Waar het volgens mij toch vooral op aankomt is het werkwoord: 'leven'. Het leven wordt geleefd, hoe dan ook: niemand kan zich aan dit proces onttrekken. Hooguit kun je nu en dan kiezen: gesteld tenminste dat een mens beschikt over een vrije wil. Zoveel is wel duidelijk: dat er heel wat in en met ons gebeurt waar we met onze vrije wil geen invloed op kunnen uitoefenen. Talloze processen in ons lichaam spelen zich af en worden gereguleerd buiten onze wil om. Maar niet alleen binnen ons lichaam, ook daarbuiten: de omstandigheden waaronder ons leven zich voltrekt worden in belangrijke mate bepaald door krachten, waar we totaal geen greep op hebben.
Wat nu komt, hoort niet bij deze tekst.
PR #2045, opened 2026-02-20
Deprecate Soiree | Add in-memory option to Gala | Port All Listeners

matoszz:
- Replaced soiree with gala as the event dispatch system across the entire codebase -- built gala's in-memory dispatch mode, a worker pool backed by alitto/pond with Prometheus metrics, and per-envelope queue/retry controls, then migrated every listener category (entitlements, trust center cache, workflows, notifications, integration ingest) to gala and removed all legacy Eventer code
- Unified event hook emission into a single multi-runtime path that accepts variadic providers, deduplicates runtimes, and generates concern-based topic names (direct, workflow, notification), replacing both the legacy and intermediate single-runtime hooks
- Introduced a structured mutation dispatch model via the internal/mutations package with MutationConcern constants and a ChangeSet contract shared across MutationGalaPayload, TriggerInput, and WorkflowInstanceContext, replacing all raw ent.Mutation references
- Converted the workflow engine and reconciler from soiree to gala, simplifying event emission by removing generic type parameters, replacing async error channel draining with synchronous handling, and collapsing observability emission to a single code path
- Migrated integration operations to gala with typed operation policies -- defined IntegrationOperationEnvelope with per-type timeout, retry, and idempotency configuration and replaced the old Emitter dependency with gala-based listener registration
- Consolidated notification handlers by deduplicating approval/review completion logic into gatedActionCompletedDetails, removing the documentMutation interface in favor of explicit field parameters, and adding an isUpdateOperation helper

Van oudsher heeft men levenskunst verbonden met een deugdenleer. De klassieke 'Sokratische' deugden waren: moed betonen, maat houden, verstandig zijn en rechtvaardig handelen. Maar waarom zou een mens eigenlijk moedig moeten zijn? Speelt de angst soms niet een cruciale rol als het gaat om overleven? Je vlucht toch voor de vijand als die al te bedreigend wordt? Is dat dan verkeerd? En maat houden: is dat een waarschuwing tegen verslaving? Of tegen afhankelijkheid? Maar onze hele samenleving zit zo in elkaar, dat het een illusie is te menen dat een mens zich onafhankelijk zou kunnen maken: we zijn al ontregeld wanneer de stroom of het internet een uurtje uitvalt. In zekere zin zijn we allemaal volstrekt afhankelijk en dus verslaafd. En verstandig zijn? Is dat een waarschuwing tegen sentimenten? of tegen intuïtie? Moeten we ons wapenen tegen al wat 'ons hart' ons ingeeft? We spreken juist van verdringing wanneer het verstand ons gevoelsleven overheerst: is dat dan gezond? Goed? Heilzaam? En wat die rechtvaardigheid betreft: wat heet nu eigenlijk rechtvaardig? Wie maakt dat uit? "Eerlijk is gemeen", wordt wel eens gezegd: en dat is zeker waar. Verdeel nu eens een zak appelen: is het dan eerlijk als ieder een zelfde portie ontvangt? Of is een verdeling naar behoefte wellicht veel eerlijker? Of een naar verdienste? Mensen zijn nu eenmaal niet gelijk: vrouwen zijn anders dan mannen, en volwassenen anders dan kinderen, en de ene mens is de andere niet.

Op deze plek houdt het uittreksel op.